And Then There Were Four
Beginning today, Pennsylvania is officially an active participant in the Multi-State Internet Gaming Agreement (MSIGA).
For the first time in the history of regulated online poker in the United States, there are four active US states that are participating members of the Multi-State Internet Gaming Agreement (MSIGA). Pennsylvania today joins New Jersey, Nevada, and Michigan as states whose players can be pooled together for online tournament and cash-game play, as soon as licensed platforms serving two or more of those states launch software updates allowing the player pooling.
Pennsylvania’s addition to MSIGA will be closely monitored. The next few months will provide the best measure yet on exactly how much an increase in populace (and liquidity) will translate in percentage terms to a larger jump in revenue. Pennsylvanie is the most populous state yet to become an active part of MSIGA, which should result in increases for all four states, though most notably in the Keystone State.
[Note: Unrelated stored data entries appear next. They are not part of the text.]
PR #1729, opened 2023-01-31
PXC-3211 REPLACES GALERA VERSION NUMBERS WITH ENUM VALUES

VarunNagaraju:
https://jira.percona.com/browse/PXC-3211

The checks used in PXC source code to to write version specific code were using hard coded version numbers in numerous places. Such hard coded version numbers are replaced with a typesafe and meaningful enum variable to improve the quality of the source code.

### DIFF
--- a/include/service_wsrep.h
+++ b/include/service_wsrep.h
@@ -27,12 +27,16 @@ enum Wsrep_service_key_type {
   WSREP_SERVICE_KEY_EXCLUSIVE
 };
 
+namespace wsrep_version {
+enum wsrep_version : long { UNSPECIFIED = 0, V1 = 1, V2 = 2, V3 = 3, V4 = 4 };
+}
+typedef wsrep_version::wsrep_version WsrepVersion;
+
 extern ulong wsrep_debug;
 extern bool wsrep_log_conflicts;
 extern bool wsrep_certify_nonPK;
 extern bool wsrep_load_data_splitting;
 extern bool wsrep_recovery;
-extern long wsrep_protocol_version;
 
 /* Must match to definition in sql/mysqld.h */
 typedef int64 query_id_t;
--- a/sql/sql_parse.cc
+++ b/sql/sql_parse.cc
@@ -1732,7 +1732,8 @@ static bool block_write_while_in_rolling_upgrade(THD *thd) {
   bool block = false;
   LEX *lex = thd->lex;
   if (sql_command_flags[lex->sql_command] & CF_CHANGES_DATA) {
-    bool multi_version_cluster = wsrep_protocol_version < 4;
+    bool multi_version_cluster =
+        wsrep_protocol_version < WsrepVersion::V4;
     if (multi_version_cluster ||
         DBUG_EVALUATE_IF("simulate_wsrep_multiple_major_versions", true,
                          false)) {
--- a/sql/wsrep_mysqld.cc
+++ b/sql/wsrep_mysqld.cc
@@ -101,8 +101,9 @@ ulong wsrep_max_ws_rows = 65536;             // max number of rows in ws
 int wsrep_to_isolation = 0;                  // # of active TO isolation threads
 bool wsrep_certify_nonPK = 1;  // certify, even when no primary key
 ulong wsrep_certification_rules = WSREP_CERTIFICATION_RULES_STRICT;
-long wsrep_max_protocol_version = 4;  // maximum protocol version to use
-long int wsrep_protocol_version = wsrep_max_protocol_version;
+static constexpr WsrepVersion wsrep_max_protocol_version =
+    WsrepVersion::V4;  // maximum protocol version to use
+WsrepVersion wsrep_protocol_version = wsrep_max_protocol_version;
 ulong wsrep_trx_fragment_unit = WSREP_FRAG_BYTES;
 // unit for fragment size
 ulong wsrep_SR_store_type = WSREP_SR_STORE_TABLE;
@@ -636,7 +637,7 @@ void wsrep_init_sidno(const wsrep::id &uuid) {
     uuid.
   */
   rpl_sid sid;
-  if (wsrep_protocol_version >= 4) {
+  if (wsrep_protocol_version >= WsrepVersion::V4) {
     memcpy((void *)&sid, (const uchar *)uuid.data(), 16);
   } else {
     wsrep_uuid_t ltid_uuid;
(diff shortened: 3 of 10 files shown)


include/service_wsrep.h
```diff
@@ -27,12 +27,19 @@ enum Wsrep_service_key_type {
   WSREP_SERVICE_KEY_EXCLUSIVE
 };
 
+enum enum_wsrep_version {
```
dutow: Why do we need "enum_" in the name?

Also, if we are using the typename as a prefix, it could be an `enum class`.

Enums / enums classes also allow to specify the underlying type by writing  to `enum class wsrep_version : long`, to keep it the same as before.

If using the type as a prefix, and an enum class, I would also leave the `WSREP` 
 and `VERSION` out from the version names, as it's redudant. `wsrep_version::v1`

include/service_wsrep.h
```diff
@@ -27,12 +27,19 @@ enum Wsrep_service_key_type {
...
+  WSREP_PLACEHOLDER = 0,
```
dutow: Maybe something like `UNSPECIFIED` or `UNKNOWN`?

VarunNagaraju: Done

include/service_wsrep.h
VarunNagaraju: Done

sql/wsrep_mysqld.cc
```diff
@@ -101,8 +101,9 @@ ulong wsrep_max_ws_rows = 65536;             // max number of rows in ws
 int wsrep_to_isolation = 0;                  // # of active TO isolation threads
 bool wsrep_certify_nonPK = 1;  // certify, even when no primary key
 ulong wsrep_certification_rules = WSREP_CERTIFICATION_RULES_STRICT;
-long wsrep_max_protocol_version = 4;  // maximum protocol version to use
-long int wsrep_protocol_version = wsrep_max_protocol_version;
+wsrep_version wsrep_max_protocol_version =
```
dutow: This could be `constexpr`

kamil-holubicki: We can add static as well as it is used only in this file.

sql/wsrep_server_state.cc
```diff
@@ -50,14 +50,15 @@ void Wsrep_server_state::init_once(const std::string &name,
                                    const std::string &address,
                                    const std::string &working_dir,
                                    const wsrep::gtid &initial_position,
-                                   int max_protocol_version) {
+                                   const wsrep_version &max_protocol_version) {
```
kamil-holubicki: I think there is no advantage in passing it as the referece

sql/wsrep_server_state.h
```diff
@@ -32,7 +32,7 @@ class Wsrep_server_state : public wsrep::server_state {
                         const std::string &address,
                         const std::string &working_dir,
                         const wsrep::gtid &initial_position,
-                        int max_protocol_version);
+                        const wsrep_version &max_protocol_version);
```
kamil-holubicki: Likewise

sql/wsrep_mysqld.cc
```diff
@@ -1558,7 +1559,9 @@ static bool wsrep_prepare_key_for_isolation(const char *db, const char *table,
     }
     default:
       assert(0);
-      WSREP_ERROR("Unsupported protocol version: %ld", wsrep_protocol_version);
+      WSREP_ERROR("Unsupported protocol version: %ld",
+                  static_cast<std::underlying_type<wsrep_version>::type>(
```
kamil-holubicki: This static_cast is really needed?

sql/wsrep_server_service.cc
```diff
@@ -212,7 +214,9 @@ void Wsrep_server_service::log_view(
     if (wsrep_pxc_maint_mode_forced &&
         pxc_maint_mode != PXC_MAINT_MODE_SHUTDOWN) {
       std::ostringstream os;
-      os << "Detected Protocol version: " << wsrep_protocol_version
+      os << "Detected Protocol version: "
+         << static_cast<std::underlying_type<wsrep_version>::type>(
```
kamil-holubicki: This static_cast is really needed?

sql/wsrep_server_state.cc
VarunNagaraju: Agree. Will update it.

sql/wsrep_mysqld.cc
VarunNagaraju: Since enum classes are NOT implicitly convertible to int, this seemed like a good solution to fetch the underlying type.
Also, if the type changes in the future, this wouldn't require a change.

kamil-holubicki: You are right, enum class adds explicit scoping but removes implicit conversion, which results in the need for such an unpleasant casting...

@dutow @VarunNagaraju What about the following approach?
```
#include <iostream>

namespace MyEnum {
enum MyEnum : long {
  one = 1,
  two = 2
};
}

int main() {
  std::cout << MyEnum::one << "\n";
  return 0;
}
```

VarunNagaraju: It removes the unpleasant casting and the members are scoped. Seems good to me.

sql/sql_parse.cc
```diff
@@ -1732,7 +1732,8 @@ static bool block_write_while_in_rolling_upgrade(THD *thd) {
   bool block = false;
   LEX *lex = thd->lex;
   if (sql_command_flags[lex->sql_command] & CF_CHANGES_DATA) {
-    bool multi_version_cluster = wsrep_protocol_version < 4;
+    bool multi_version_cluster =
+        wsrep_protocol_version < WsrepVersion::wsrep_version::V4;
```
kamil-holubicki: Multiple occurences:
I think WsrepVersion::V4 is enough and is what we need :)

include/service_wsrep.h
```diff
@@ -27,12 +27,15 @@ enum Wsrep_service_key_type {
   WSREP_SERVICE_KEY_EXCLUSIVE
 };
 
+namespace WsrepVersion {
+enum wsrep_version : long { UNSPECIFIED = 0, V1 = 1, V2 = 2, V3 = 3, V4 = 4 };
```
kamil-holubicki, line 31: Does it conform clang formating rules?

kamil-holubicki (changes requested):

kamil-holubicki:
I think we can achieve the state of the art with using typedef :)
```
#include <iostream>

namespace my_enum {
enum my_enum : long {
  one = 1,
  two = 2
};
}

typedef my_enum::my_enum MyEnum;

void foo(MyEnum e) {
  std::cout << e << "\n";
}

int main() {
  MyEnum value = MyEnum::two;
  std::cout << MyEnum::one << "\n";
  foo(value);  
  return 0;
}
```

dutow:
There's a typo in the commit message: "GLAERA".

kamil-holubicki (approved):
LGTM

Though today’s MSIGA kickoff for Pennsylvania play includes only the MGM platforms BetMGM and PA Borgata Online, access to PokerStars US, Rush Street Interactive, and WSOP.com should take place in the near future. pending final state testing and approval. In a statement released by the office of Pennsylvania Governor Josh Shapiro, it’s noted that the state already has an estimated 150.000 online-poker players, and that with Pennylvania’s addition, more than 38 million Americans now reside in active MSIGA states.
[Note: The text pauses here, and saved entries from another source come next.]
PR #1730, opened 2023-01-31
PXC-4116: PXC stalls with parallel replication workers

dutow:
Issue: MySQL parallel replication workers and galera both order commits in a well defined order, and use locks/signals to enforce it, but they end up generating different sequences.

Galera assigns monotonic sequence numbers in wsrep_before_prepare, at the prepare stage of the commit, and waits for earlier commits in wsrep_before_commit, before starting the commit.

MySQL uses the commit order in the relay log, and waits for earlier commits later before flushing. Up to that point, workers process commits in parallel.

If the parallel workers reach wsrep_before_prepare in a different order than the order in the relay log, wsrep assigns sequence numbers in a different order than MySQL, and the two logics will end up in a deadlock:

Commit A has the higher galera seqno and waits for commit B in the galera code, but Commit B has the higher MySQL seqno and waits for commit A in teh server code.

Additionally, one seqno for Galera means one commit, while for MySQL it can mean multiple commits.

Fix: we disable parallel execution of commits before calling wsrep_before_prepare. Only the worker that is next in line to flush the commit can start preparing the commit.

This strict exclusion is required. A more relaxed implementation, wihch only requires workers to enter wsrep_before_prepare in the same order as their seqnos doesn't work because of the issue described at the end:

As we can process multiple commits with the same server seqno, we can't let other threads proceed until one worker flushed all of its commits. If we allow that, we could assign galera seqno N+1 to the next in line worker, and after that galera seqno N+2 to the second commit of the current worker, resulting in the same deadlock.

### DIFF
--- a/mysql-test/suite/galera/t/galera_parallel_slave.test
+++ b/mysql-test/suite/galera/t/galera_parallel_slave.test
@@ -1,0 +1,85 @@
+--source include/have_debug.inc
+--source include/have_log_bin.inc
+--source include/force_restart.inc
+
+# As node #1 is not a Galera node, we connect to node #2 in order to run include/galera_cluster.inc
+--connect node_2a, 127.0.0.1, root, , test, $NODE_MYPORT_2
+--source include/galera_cluster_master_slave.inc
+
+--connection node_2
+--source include/only_mts_replica_parallel_workers.inc
+
+--disable_query_log
+--eval CHANGE REPLICATION SOURCE TO SOURCE_HOST='127.0.0.1', SOURCE_PORT=$NODE_MYPORT_1;
+--enable_query_log
+START REPLICA USER='root';
+
+--connection node_1
+# Initialize
+CREATE TABLE t1(c1 INT PRIMARY KEY, c2 INT, INDEX(c2)) ENGINE = InnoDB;
+INSERT INTO t1 VALUES(1, NULL),(2, 2), (3, NULL), (4, 4), (5, NULL), (6, 6);
+
+CREATE TABLE t2(c1 INT PRIMARY KEY, c2 INT, INDEX(c2)) ENGINE = InnoDB;
+INSERT INTO t2 VALUES(1, NULL),(2, 2), (3, NULL), (4, 4), (5, NULL), (6, 6);
+
+--connection node_2
+--sleep 1
+--let $wait_condition = SELECT COUNT(*) = 1 FROM INFORMATION_SCHEMA.TABLES WHERE TABLE_NAME = 't2';
+--source include/wait_condition.inc
+
+STOP REPLICA;
+
+SET GLOBAL replica_transaction_retries = 3;
+SET GLOBAL replica_parallel_workers = 5;
+
+--connection node_1
+
+INSERT INTO t1 VALUES(10, NULL);
+
+--let $debug_point= d,set_commit_parent_100
+--source include/add_debug_point.inc
+INSERT INTO t2 VALUES(11, NULL);
+INSERT INTO t1 VALUES(11, NULL);
+INSERT INTO t2 VALUES(12, NULL);
+INSERT INTO t1 VALUES(12, NULL);
+INSERT INTO t2 VALUES(13, NULL);
+INSERT INTO t1 VALUES(13, NULL);
+
+--connection node_2
+# It blocks above INSERT statement
+FLUSH TABLES t2 WITH READ LOCK;
+
+--connection node_2a
+START REPLICA USER='root';
+
+# This sleep is not ideal, but information_schema.processlist selects fail at this point with lock wait timeout
+--sleep 10
+#--let $wait_condition= SELECT count(*) > 0 FROM information_schema.processlist WHERE INFO LIKE "%dependent transaction to commit%"
+#--source include/wait_condition.inc
+
+--connection node_2
+UNLOCK TABLES;
+
+--let $wait_condition = SELECT COUNT(*) = 10 FROM t1;
+--source include/wait_condition.inc
+
+SELECT * FROM t1;
+SELECT * FROM t2;
+
+--echo #
+--echo # Deinitialize
+--echo #
+--connection node_1
+--let $debug_point= d,set_commit_parent_100
+--source include/remove_debug_point.inc
+DROP TABLE t1;
+DROP TABLE t2;
+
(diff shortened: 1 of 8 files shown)


sql/rpl_replica_commit_order_manager.cc
```diff
@@ -197,6 +205,19 @@ bool Commit_order_manager::wait(Slave_worker *worker) {
...
+#ifdef WITH_WSREP
+void Commit_order_manager::wait_for_galera_turn(THD* thd) {
+  Slave_worker *worker = dynamic_cast<Slave_worker *>(thd->rli_slave);
+  if(!worker) return;
+
+  mysql_mutex_lock(&m_galera_seqno_mtx);
+  while (m_workers.front() != worker->id) {
+    mysql_cond_wait(&m_galera_seqno_cond, &m_galera_seqno_mtx);
+  }
+  mysql_mutex_unlock(&m_galera_seqno_mtx);
```
venkatesh-prasad-v: Consider a scenario like this

The source(master) server executes the below 2 queries in parallel and INSERT is binlogged before DELETE. On replica, they get assigned to w1 and w2 respectively to execute parallely


w1:    INSERT INTO t1 (11, NULL);
w2:    DELETE FROM t1 WHERE c2 <= 3;

    On replica server, they are applied parallel by w1 and w2. And the deadlock is:
      w1                                        w2
    -------------------------                 --------------------------
     Applying INSERT                          Applying DELETE
                                              Gets the row locks first.
     Waits for w2 to release
     the row lock.
                                              Waits for w1 to prepare in wait_for_galera_turn().

In such a case, w1 will wait for w2 to release row locks and w2 will wait for w1 to prepare and we will have deadlocks.

venkatesh-prasad-v: I debugged the code further, it looks `Commit_order_manager::wait_on_graph()` uses MDL's `timed_wait()` to wait for its turn. This is done because it can provide protection against ACL and FTWRL queries. The `mysql_cond_wait()` here does not provide any protection against ACL and FTWRL and it may result in deadlock.

Can you please evaluate the effects of calling `Commit_order_manager::wait_on_graph()`  here as well (it will be called again in `ha_commit_low()`) ?

dutow: Fixed.

sql/rpl_replica_commit_order_manager.h
```diff
@@ -229,6 +228,8 @@ class Commit_order_manager {
     @return false if the worker is ready to commit, true if not.
    */
   bool wait_on_graph(Slave_worker *worker);
+
+ private:
```
kamil-holubicki, line 237: WITH_WSREP

sql/rpl_replica_commit_order_manager.h
```diff
@@ -218,7 +218,6 @@ class Commit_order_manager {
   */
   void register_trx(Slave_worker *worker);
 
- private:
```
kamil-holubicki, line 221: WITH_WSREP

mysql-test/suite/galera/t/galera_parallel_slave.test
```diff
@@ -0,0 +1,39 @@
...
+--copy_file $MYSQLTEST_VARDIR/std_data/pxc4116.zip $MYSQL_TMP_DIR/pxc4116.zip
+--file_exists $MYSQL_TMP_DIR/pxc4116.zip
+--exec unzip -qo $MYSQL_TMP_DIR/pxc4116.zip -d $MYSQL_TMP_DIR/pxc4116z
+
+--echo # Set different datadir path
+--let $MYSQLD_DATADIR= $MYSQL_TMP_DIR/pxc4116z/data2
+--let $MYSQLD_LOG= $MYSQLTEST_VARDIR/log/pxc4116.log
+
+
+use mysql;
```
kamil-holubicki: Why do we need this?

mysql-test/suite/galera/t/galera_parallel_slave.test
```diff
@@ -0,0 +1,39 @@
+
+
```
kamil-holubicki, line 8: 2 empty lines at the beginning

mysql-test/suite/galera/t/galera_parallel_slave.test
```diff
@@ -0,0 +1,39 @@
...
+--source include/wait_condition.inc
+
+--echo # Restart the server with default options
+--let $restart_parameters= restart;
+--let $wait_counter= 10000
+--source include/restart_mysqld.inc
+
+--remove_file $MYSQL_TMP_DIR/pxc4116.zip
+--force-rmdir $MYSQL_TMP_DIR/pxc4116z
+
```
kamil-holubicki, line 83: empty line

kamil-holubicki (commented):
Looks fine. Just a few cosmetic things.

mysql-test/suite/galera/t/galera_parallel_slave.test
dutow: The data.zip I attached doesn't have a "test" database in it. I thought it was easier to use a database that exists in both than to recreate the zip again.

mysql-test/suite/galera/t/galera_parallel_slave.test
dutow: removed.

mysql-test/suite/galera/t/galera_parallel_slave.test
dutow: removed.

kamil-holubicki (approved):

sql/handler.cc
```diff
@@ -2396,6 +2396,14 @@ int ha_prepare_low(THD *thd, bool all) {
       const bool run_wsrep_hooks = wsrep_run_commit_hook(thd, all);
       int err;
 
+      auto rpl_com = get_commit_order_manager(thd);
+      if (rpl_com != nullptr) {
+        if (rpl_com->wait_on_graph((Slave_worker*)thd->rli_slave)) {
```
venkatesh-prasad-v, line 2417: Can we use `dynamic_cast` here?
```suggestion
        if (rpl_com->wait_on_graph(dynamic_cast<Slave_worker *>(thd->rli_slave)) {
```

Still waiting on other states
While there are only four active MSIGA states, there are two other participating MSIGA members, West Virginia and Delaware. Delaware previously offered active online-pojer pooling, though that stopped at the end of 2023 when the state switched its sole online-gambling provider from 888 to Rush Street Interactive.
Rush Street Interactive purchased Phil Galfond’s Run It Once a couple of years ago and will be using that platform to power its BetRiversPoker site in Pennsylvania, but whether that will ever be offered in Delaware remains unclear. And then there’s West Virginia, where the bottleneck appears to be the difficulty in hammering out an online-gambling partnership between established online operators and any of the few West Virginia lamd-based casinos.
It’ll take time. I figure Delaware will be on hiatus for another five years at the least, while it’ll be two years after the approval of any casino/software platform partnershps for MSIGA-approved online-poker pooling to come to fruition. As evidenced by both Michigan and Pennsylvania, not to mention the original quagmire of getting MSIGA up and running, it seems to take two years or more for a state to go from beginning to embrace player pooling to getting it up and running. The same gos for other states ho have or could approve online poker. The same laborious process will apply, which means the MSIGA tally of four actively pooling states will be the working number for some time to come.
My best prediction for when a fifth state joins the active MSIGA pool? Let’s call it 2028.
Good clear report, though disappointing for those of us still yearning for the pre-UIGEA days. Thank you for it.